Friday, January 30, 2009

Musing of a nutriment nature

I wish I could say that I awoke this morning charged and motivated, positively brimming with derring-do and jillepsorius abandon, but that would be the thing that is untrue. As is the fashion of most humanity residing at this latitudinal and longitudinous axis I found myself awakened by the too-bright glare of an unforgiving winter sun, reflecting off of the snow outside, through my feeble drapery, and into my ill-prepared retinas. Justifiably upset by this unprovoked optical assault I burrowed deeper into my personal example of the primitive nest fashionable with local barbarian tribesmen in this part of the world. My anthropological research has discovered these roosts are called "beds", a deliciously quaint if altogether illogical nocturnal arrangment.
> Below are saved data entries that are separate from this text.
Issue #939, opened 2019-07-04
[Concept] Collaborator Rights Handling


htdvisser:
#### Summary

This is an overview of how collaborator rights should be handled.

#### What do you want to see?

- [ ] IS: When an Application is created, the first collaborator should have `RIGHT_APPLICATION_ALL`
- [ ] IS: When a Client is created, the first collaborator should have `RIGHT_CLIENT_ALL`
- [ ] IS: When a Gateway is created, the first collaborator should have `RIGHT_GATEWAY_ALL`
- [ ] IS: When an Organization is created, the first collaborator should have `RIGHT_ALL` ⚠
- [ ] Console: Having universal rights does **not** mean a user is admin. Use the `is_admin` bool in the response of `/api/v3/auth_info` for that.
- [ ] Console: Non-admin users can assign/revoke rights on their entities to admin users
- [ ] Console: A user can see and manage collaborators (only) if they have `RIGHT_{ENTITY}_SETTINGS_COLLABORATORS` (the API key story is pretty much the same)
    - [ ] The current user can assign at most the rights that they have themselves to other users or organizations (see `/api/v3/{entity}s/{id}/rights`)
    - [ ] The current user can revoke the rights of any collaborator, regardless of their rights
    - [ ] If an existing collaborator has more rights than the current user (again based on `/api/v3/{entity}s/{id}/rights`), we can display a warning when editing that other collaborator's rights, but we should not prevent it.
    - [ ] The `RIGHT_ALL` pseudo-right implies `RIGHT_*_ALL`
    - [ ] The `RIGHT_{ENTITY}_ALL` pseudo-right implies `RIGHT_{ENTITY}_*`
    - [ ] When deselecting `RIGHT_ALL` or `RIGHT_{ENTITY}_ALL` you can expand+select the matching rights of the current user (again based on `/api/v3/{entity}s/{id}/rights`)

@kschiffer please let me know if there are other things that need to be specified.

kschiffer:
> If an existing collaborator has more rights than the current user (again based on `/api/v3/{entity}s/{id}/rights`), we can display a warning when editing that other collaborator's rights, but we should not prevent it.

One problem I have identified here is that if User A has rights that are outside of the scope of granted rights for User B, User B cannot modify the rights of User A properly because:
- Sending the out-of-scope rights together with the legitimately altered rights will result in a 403 Forbidden
[...]

PR #1203, opened 2019-08-20
Remove unnecessary constraints from collaborator management

kschiffer:
#### Summary
References #939.
This PR removes some constraints from the collaborator form in the console. These constraints have been wrongfully added by me, due to a lack of understanding of how our right intersection works. This has been cleared up in #939.

#### Changes
- Remove a constraint that forbids right modification of users with universal rights (and wrongfully referring to these rights as `admin rights`)
- Modify the logic for correctly handling collaborator rights that are out of the scope of the current user
  - Disable checkboxes for out-of-scope rights
  - Allow modification of remaining rights
  - Fix out-of-scope rights disappearing when unchecked
  - Disallow right modification for users with universal rights (while not having this right oneself), but still allow removal as collaborator, see #1364 
- While at it, fixing prop type warnings of the respective components (#1086) 

#### Notes for Reviewers
This PR will for now only remove unnecessary restrictions when modifying right, without changing the UI logic. I propose to continue on improving the UX here as discussed in https://github.com/TheThingsNetwork/lorawan-stack/issues/1204#issuecomment-528854149 in a separate PR.

#### Release Notes
- Removed unnecessary constraints for the right management of collaborators

cc @htdvisser


htdvisser:
I don't think we should use the term "scope" here. Instead of _"This entity possesses rights that are out of your scope of granted rights."_, can we do something like _"This {account_type} has rights that you don't have"_?

pkg/webui/components/checkbox/checkbox.js
```diff
@@ -131,36 +137,37 @@ class Checkbox extends React.PureComponent {
...
-  label: PropTypes.message,
-  name: PropTypes.string.isRequired,
-  value: PropTypes.oneOfType([PropTypes.bool, PropTypes.object]),
-  checked: PropTypes.bool,
   disabled: PropTypes.bool,
-  readOnly: PropTypes.bool,
-  autoFocus: PropTypes.bool,
-  onChange: PropTypes.func,
+  indeterminate: PropTypes.bool,
+  label: PropTypes.oneOfType([PropTypes.message, PropTypes.node]),
```
bafonins: use `children` for custom content

pkg/webui/console/components/rights-group/index.js
```diff
@@ -140,15 +146,21 @@ class RightsGroup extends React.Component {
         className={style.rightLabel}
         key={right}
         name={right}
-        label={{ id: `enum:${right}` }}
         disabled={outOfOwnScopeRights.includes(right)}
+        label={
+          <React.Fragment>
+            <Message content={{ id: `enum:${right}` }} />{' '}
+            {outOfOwnScopeRights.includes(right) && (
+              <Message className={style.revoke} content={m.revocableOnly} />
```
bafonins: I would prefer making this a custom checkbox component

pkg/webui/console/components/rights-group/index.js
```diff
@@ -50,41 +52,45 @@ const computeState = function(values, rights, universalRight) {
...
+    const { value, rights: grantableRights, universalRight: grantableUniversalRight } = props
+    const { outOfOwnScopeRights } = state
+    let universalRight = grantableUniversalRight
+    const allGrantableRights = [...grantableRights, ...grantableUniversalRight]
+    let derivedOutOfOwnScopeRights = outOfOwnScopeRights
+
+    // Initially identify given values that are out of the scope of the
+    // current user, to be able to persist them in the rights list
+    if (outOfOwnScopeRights.length === 0) {
+      derivedOutOfOwnScopeRights = value.filter(function(right) {
```
bafonins: this is hard to read. could you try refactoring it a bit?

pkg/webui/console/components/rights-group/index.js
kschiffer: I think to pass the additional content as children will simplify this enough.

kschiffer:
> The 'check all' checkbox label changes when uncheking and checking again:
> Screenshot 2019-08-22 at 08 48 24

How did you get to this state?

> Also, is it expected behaviour that the user with several rights can update rights of the creator of the app (having all possible rights and being an admin), but cannot change rights of the user that has just more rights?

See #1204. This will be changed as soon as the issue is resolved.

bafonins:
> How did you get to this state?

Create a new user with several rights and try to edit the user with all rights

bafonins:
blocked by https://github.com/TheThingsNetwork/lorawan-stack/pull/1345

kschiffer:
Updated OP. Changes resulting from #1345 are now integrated.
> This PR will for now only remove unnecessary restrictions when modifying right, without changing the UI mechanic. I propose to continue on improving the UX here as discussed in https://github.com/TheThingsNetwork/lorawan-stack/issues/1204#issuecomment-528854149 in a separate PR.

In time ravenous hunger drove from me my sweet hermit dreams and I was once again forced to resurface and brave the painful brightness of the daytime world. Driven by primal urges I enjoyed a little me time in my bathroom/office before completing my morning ablutions and endeavoring to create a provisional breakfast treat. Congratulating myself on my ability to pour both grain-based cereal flakes and milk of bovine origination into a singular vessel I crunched on frosted goodness for a period whilst enjoying the clever wrenchings of TLC's luminary series Junkyard Wars upon my television set's screen.

Upon completion of this momentary divertissement I stepped outside to feed grizzly bear his morning num nums. Fear that the sun's merciless rays would conspire to scorch my porcelain shell ushered me back indoors, where I returned to my horizontal nighttime habitation, literature in hand. Hours passed.

My book reading complete I now contemplate the interior shelving of my refrigerator, and the items contained thereupon in hopes that one shall strike my fancy as a nutricious and scrumtrulescent lunchtime delicacy. Even if a certain victual does not, I am satisfied knowing that I wasted your precious time by writing about how I didn't do shit all morning. And you read it. Jackass.